__Instructions to follow__
In the records that follow, show each line where the word "existingSecret" is present.

Information supplied below:

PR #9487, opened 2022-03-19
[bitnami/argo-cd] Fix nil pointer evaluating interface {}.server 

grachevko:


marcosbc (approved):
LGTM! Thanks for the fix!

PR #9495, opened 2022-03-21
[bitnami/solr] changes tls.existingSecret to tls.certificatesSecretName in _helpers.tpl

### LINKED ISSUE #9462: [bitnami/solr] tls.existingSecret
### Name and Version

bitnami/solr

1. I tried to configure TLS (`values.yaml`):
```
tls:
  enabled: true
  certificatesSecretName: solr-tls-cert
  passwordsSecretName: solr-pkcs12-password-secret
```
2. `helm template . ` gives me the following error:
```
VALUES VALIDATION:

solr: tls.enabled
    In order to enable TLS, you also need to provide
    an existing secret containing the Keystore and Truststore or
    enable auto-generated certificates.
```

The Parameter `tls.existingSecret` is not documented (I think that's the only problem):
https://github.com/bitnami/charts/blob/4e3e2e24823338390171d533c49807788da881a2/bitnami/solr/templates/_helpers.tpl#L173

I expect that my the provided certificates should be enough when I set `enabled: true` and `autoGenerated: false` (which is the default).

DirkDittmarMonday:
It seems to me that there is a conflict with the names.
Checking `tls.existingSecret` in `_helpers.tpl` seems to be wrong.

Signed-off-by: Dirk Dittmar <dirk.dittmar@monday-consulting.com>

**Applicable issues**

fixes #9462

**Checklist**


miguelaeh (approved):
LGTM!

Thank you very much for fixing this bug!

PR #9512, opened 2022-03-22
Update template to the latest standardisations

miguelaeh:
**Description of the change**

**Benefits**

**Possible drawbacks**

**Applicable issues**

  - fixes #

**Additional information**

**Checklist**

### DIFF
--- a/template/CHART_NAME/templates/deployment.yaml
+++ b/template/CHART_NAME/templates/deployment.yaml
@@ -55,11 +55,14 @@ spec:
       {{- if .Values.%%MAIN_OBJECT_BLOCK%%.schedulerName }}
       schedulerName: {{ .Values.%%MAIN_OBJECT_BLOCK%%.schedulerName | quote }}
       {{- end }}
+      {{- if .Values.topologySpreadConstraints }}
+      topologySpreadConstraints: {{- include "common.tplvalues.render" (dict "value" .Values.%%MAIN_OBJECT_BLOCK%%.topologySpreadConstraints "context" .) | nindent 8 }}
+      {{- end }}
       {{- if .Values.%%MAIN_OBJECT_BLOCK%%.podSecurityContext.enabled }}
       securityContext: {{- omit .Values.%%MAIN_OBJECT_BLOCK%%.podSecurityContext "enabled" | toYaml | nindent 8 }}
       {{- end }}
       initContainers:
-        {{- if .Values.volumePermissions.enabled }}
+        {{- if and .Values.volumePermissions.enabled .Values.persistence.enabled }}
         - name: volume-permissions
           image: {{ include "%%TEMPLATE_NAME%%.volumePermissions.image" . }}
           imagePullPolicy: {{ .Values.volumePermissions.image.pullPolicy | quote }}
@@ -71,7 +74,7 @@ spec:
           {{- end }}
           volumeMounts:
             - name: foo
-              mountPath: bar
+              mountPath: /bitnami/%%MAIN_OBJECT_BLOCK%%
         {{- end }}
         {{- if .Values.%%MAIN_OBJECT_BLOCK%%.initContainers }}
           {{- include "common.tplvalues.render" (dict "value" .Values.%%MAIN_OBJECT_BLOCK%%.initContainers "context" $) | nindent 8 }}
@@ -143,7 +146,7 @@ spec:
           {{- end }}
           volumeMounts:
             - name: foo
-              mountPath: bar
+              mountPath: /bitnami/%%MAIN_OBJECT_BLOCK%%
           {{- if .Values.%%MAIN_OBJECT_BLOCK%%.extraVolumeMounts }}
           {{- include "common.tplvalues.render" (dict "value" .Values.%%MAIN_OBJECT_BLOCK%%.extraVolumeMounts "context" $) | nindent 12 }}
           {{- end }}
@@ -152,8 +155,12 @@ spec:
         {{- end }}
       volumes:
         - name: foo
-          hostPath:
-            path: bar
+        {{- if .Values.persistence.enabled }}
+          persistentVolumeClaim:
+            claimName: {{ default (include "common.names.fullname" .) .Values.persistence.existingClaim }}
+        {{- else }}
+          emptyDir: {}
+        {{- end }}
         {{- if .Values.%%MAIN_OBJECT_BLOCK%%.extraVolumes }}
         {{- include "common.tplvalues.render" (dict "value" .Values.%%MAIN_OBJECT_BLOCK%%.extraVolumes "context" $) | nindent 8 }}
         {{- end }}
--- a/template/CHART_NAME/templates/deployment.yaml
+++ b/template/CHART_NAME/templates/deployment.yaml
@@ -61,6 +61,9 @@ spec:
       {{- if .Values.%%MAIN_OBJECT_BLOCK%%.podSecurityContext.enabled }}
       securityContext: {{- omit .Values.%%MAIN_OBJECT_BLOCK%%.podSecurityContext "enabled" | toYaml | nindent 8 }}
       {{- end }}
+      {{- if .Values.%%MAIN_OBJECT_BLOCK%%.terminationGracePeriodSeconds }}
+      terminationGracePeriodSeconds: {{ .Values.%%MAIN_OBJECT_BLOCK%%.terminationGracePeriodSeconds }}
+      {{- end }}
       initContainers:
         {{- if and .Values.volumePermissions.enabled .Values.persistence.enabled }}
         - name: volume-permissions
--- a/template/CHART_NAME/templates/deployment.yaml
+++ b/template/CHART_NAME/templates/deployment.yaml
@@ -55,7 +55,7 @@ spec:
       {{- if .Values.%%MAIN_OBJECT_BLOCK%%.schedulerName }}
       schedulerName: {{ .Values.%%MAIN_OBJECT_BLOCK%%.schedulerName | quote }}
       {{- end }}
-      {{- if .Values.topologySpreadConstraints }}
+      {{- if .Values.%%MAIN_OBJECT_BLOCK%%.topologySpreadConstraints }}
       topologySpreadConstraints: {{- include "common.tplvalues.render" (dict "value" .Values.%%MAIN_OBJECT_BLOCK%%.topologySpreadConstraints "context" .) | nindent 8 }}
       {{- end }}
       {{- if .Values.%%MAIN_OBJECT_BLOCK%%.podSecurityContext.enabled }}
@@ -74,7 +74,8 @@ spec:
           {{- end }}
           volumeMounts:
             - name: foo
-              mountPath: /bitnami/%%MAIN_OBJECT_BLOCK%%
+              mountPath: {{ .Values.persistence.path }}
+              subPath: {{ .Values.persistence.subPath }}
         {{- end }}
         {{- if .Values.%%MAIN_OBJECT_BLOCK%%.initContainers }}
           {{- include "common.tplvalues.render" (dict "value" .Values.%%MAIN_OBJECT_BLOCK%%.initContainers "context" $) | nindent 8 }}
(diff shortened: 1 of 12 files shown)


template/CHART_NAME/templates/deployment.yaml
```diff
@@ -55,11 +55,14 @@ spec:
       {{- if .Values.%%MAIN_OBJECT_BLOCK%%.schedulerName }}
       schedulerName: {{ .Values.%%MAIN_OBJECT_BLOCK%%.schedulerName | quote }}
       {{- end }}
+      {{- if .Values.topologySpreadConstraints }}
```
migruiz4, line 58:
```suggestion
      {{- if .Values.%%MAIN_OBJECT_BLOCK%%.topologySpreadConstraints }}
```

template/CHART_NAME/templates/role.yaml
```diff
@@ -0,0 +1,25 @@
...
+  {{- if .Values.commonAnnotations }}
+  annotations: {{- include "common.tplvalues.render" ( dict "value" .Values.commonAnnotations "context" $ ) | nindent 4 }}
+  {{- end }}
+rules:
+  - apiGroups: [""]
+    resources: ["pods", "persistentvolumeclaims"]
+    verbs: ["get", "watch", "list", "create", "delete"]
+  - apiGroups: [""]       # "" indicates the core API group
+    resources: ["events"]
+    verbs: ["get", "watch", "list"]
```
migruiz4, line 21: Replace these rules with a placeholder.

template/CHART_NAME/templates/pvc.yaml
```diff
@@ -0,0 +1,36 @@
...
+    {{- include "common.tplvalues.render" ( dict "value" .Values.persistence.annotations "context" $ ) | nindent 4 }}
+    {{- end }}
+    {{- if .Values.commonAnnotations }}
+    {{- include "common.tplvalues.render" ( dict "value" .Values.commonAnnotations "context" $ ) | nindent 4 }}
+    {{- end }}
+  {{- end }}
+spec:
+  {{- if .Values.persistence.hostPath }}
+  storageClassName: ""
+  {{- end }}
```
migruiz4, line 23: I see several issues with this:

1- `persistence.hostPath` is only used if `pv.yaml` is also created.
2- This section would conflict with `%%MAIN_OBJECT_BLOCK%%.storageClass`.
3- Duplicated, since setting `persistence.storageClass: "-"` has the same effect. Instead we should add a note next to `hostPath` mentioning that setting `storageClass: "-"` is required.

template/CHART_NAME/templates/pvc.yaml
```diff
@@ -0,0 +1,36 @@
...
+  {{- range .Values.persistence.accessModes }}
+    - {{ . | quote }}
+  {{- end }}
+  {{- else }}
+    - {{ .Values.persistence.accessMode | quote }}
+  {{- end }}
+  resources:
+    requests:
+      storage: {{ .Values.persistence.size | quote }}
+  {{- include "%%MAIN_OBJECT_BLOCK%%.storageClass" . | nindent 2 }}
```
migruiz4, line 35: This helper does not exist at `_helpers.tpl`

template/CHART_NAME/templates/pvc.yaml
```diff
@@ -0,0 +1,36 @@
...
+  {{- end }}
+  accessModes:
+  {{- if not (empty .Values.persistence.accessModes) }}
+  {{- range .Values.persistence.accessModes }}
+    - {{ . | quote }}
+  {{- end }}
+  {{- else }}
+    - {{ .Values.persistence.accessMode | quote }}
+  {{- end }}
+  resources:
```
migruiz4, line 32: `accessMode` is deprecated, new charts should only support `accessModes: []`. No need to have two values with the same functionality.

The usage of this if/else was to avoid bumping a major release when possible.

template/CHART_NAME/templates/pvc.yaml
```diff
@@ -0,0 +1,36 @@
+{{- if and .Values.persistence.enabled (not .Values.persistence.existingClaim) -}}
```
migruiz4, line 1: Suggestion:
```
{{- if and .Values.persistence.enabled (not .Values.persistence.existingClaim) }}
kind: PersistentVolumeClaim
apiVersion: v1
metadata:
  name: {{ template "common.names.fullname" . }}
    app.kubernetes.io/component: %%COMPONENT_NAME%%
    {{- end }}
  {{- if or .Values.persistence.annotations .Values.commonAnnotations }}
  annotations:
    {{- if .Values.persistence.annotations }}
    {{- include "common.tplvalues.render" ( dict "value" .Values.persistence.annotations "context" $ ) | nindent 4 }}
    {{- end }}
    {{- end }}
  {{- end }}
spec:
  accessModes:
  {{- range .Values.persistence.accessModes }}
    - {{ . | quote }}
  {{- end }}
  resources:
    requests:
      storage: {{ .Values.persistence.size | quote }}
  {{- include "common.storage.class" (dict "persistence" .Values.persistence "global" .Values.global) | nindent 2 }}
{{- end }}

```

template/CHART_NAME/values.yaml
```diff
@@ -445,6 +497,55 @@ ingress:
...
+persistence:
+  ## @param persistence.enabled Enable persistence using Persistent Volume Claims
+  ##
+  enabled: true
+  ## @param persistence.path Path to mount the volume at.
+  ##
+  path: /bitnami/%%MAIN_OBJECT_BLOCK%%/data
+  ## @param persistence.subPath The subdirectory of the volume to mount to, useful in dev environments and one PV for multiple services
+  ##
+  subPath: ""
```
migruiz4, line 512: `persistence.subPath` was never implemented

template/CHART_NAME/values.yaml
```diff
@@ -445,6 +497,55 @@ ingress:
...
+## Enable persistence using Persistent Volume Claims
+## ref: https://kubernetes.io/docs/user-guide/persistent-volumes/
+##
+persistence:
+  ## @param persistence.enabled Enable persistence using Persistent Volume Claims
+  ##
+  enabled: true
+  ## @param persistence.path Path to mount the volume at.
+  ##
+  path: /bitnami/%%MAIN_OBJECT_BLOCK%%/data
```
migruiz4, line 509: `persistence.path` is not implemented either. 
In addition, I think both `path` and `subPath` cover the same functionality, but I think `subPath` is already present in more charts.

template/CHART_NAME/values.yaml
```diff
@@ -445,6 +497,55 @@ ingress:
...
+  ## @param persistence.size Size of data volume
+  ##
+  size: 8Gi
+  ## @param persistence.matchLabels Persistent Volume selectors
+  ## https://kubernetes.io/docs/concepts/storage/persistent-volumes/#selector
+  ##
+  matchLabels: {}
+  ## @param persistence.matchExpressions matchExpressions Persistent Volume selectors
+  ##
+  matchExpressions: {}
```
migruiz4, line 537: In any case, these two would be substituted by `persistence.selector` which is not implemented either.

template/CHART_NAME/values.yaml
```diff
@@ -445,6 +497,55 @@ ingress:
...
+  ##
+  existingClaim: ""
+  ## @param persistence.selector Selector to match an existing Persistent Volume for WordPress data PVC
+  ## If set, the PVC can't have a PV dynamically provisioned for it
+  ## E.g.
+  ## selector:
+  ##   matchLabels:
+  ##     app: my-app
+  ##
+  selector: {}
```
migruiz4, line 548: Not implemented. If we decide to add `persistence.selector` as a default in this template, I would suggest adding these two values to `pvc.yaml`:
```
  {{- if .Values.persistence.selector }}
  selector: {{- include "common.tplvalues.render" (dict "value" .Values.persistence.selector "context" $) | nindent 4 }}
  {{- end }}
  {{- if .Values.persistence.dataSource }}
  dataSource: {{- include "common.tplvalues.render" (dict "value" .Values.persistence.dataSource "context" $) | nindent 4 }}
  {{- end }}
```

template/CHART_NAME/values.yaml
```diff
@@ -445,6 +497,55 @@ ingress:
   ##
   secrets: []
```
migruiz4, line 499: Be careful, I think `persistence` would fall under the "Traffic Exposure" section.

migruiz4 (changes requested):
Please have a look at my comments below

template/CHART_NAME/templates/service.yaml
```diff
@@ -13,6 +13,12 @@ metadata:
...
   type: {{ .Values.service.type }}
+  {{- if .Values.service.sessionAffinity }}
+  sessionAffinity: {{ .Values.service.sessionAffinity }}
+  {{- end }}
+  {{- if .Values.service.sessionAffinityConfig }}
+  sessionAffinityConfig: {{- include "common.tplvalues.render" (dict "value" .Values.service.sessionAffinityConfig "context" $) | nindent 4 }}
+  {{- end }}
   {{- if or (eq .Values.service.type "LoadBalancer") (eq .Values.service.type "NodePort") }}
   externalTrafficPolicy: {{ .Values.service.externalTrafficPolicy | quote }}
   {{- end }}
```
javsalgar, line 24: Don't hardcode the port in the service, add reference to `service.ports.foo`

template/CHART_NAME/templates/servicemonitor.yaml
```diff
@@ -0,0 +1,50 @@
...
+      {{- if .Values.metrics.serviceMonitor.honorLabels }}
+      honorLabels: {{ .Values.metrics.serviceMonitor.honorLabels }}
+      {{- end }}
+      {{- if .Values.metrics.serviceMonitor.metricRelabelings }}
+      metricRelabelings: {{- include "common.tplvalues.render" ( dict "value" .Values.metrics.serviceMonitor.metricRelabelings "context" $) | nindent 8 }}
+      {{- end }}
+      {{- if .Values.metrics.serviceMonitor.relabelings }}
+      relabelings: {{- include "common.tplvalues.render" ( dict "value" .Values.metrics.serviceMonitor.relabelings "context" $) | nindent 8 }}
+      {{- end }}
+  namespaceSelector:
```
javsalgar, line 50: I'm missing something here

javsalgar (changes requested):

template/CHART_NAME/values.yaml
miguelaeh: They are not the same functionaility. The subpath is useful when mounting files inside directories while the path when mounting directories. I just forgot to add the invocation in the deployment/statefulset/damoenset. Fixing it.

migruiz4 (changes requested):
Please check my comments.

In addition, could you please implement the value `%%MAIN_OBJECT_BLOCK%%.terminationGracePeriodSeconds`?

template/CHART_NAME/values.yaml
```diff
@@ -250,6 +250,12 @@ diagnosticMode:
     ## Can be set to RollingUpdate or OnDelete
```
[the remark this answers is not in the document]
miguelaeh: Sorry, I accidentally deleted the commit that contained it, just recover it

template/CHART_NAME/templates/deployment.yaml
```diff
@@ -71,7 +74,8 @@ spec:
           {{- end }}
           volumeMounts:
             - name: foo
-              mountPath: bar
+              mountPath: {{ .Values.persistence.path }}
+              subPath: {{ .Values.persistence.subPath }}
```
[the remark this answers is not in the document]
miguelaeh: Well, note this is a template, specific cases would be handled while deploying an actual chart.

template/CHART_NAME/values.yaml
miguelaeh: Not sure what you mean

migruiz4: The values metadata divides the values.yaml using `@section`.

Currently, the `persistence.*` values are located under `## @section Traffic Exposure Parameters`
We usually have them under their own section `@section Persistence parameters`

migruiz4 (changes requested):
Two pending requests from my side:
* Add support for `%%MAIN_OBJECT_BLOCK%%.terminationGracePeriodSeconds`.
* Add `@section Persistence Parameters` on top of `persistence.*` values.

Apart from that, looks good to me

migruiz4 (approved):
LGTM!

End of Information supplied.

__Exercise solution__
[bitnami/solr] changes tls.existingSecret to tls.certificatesSecretName in _helpers.tpl
### LINKED ISSUE #9462: [bitnami/solr] tls.existingSecret
The Parameter `tls.existingSecret` is not documented (I think that's the only problem):
Checking `tls.existingSecret` in `_helpers.tpl` seems to be wrong.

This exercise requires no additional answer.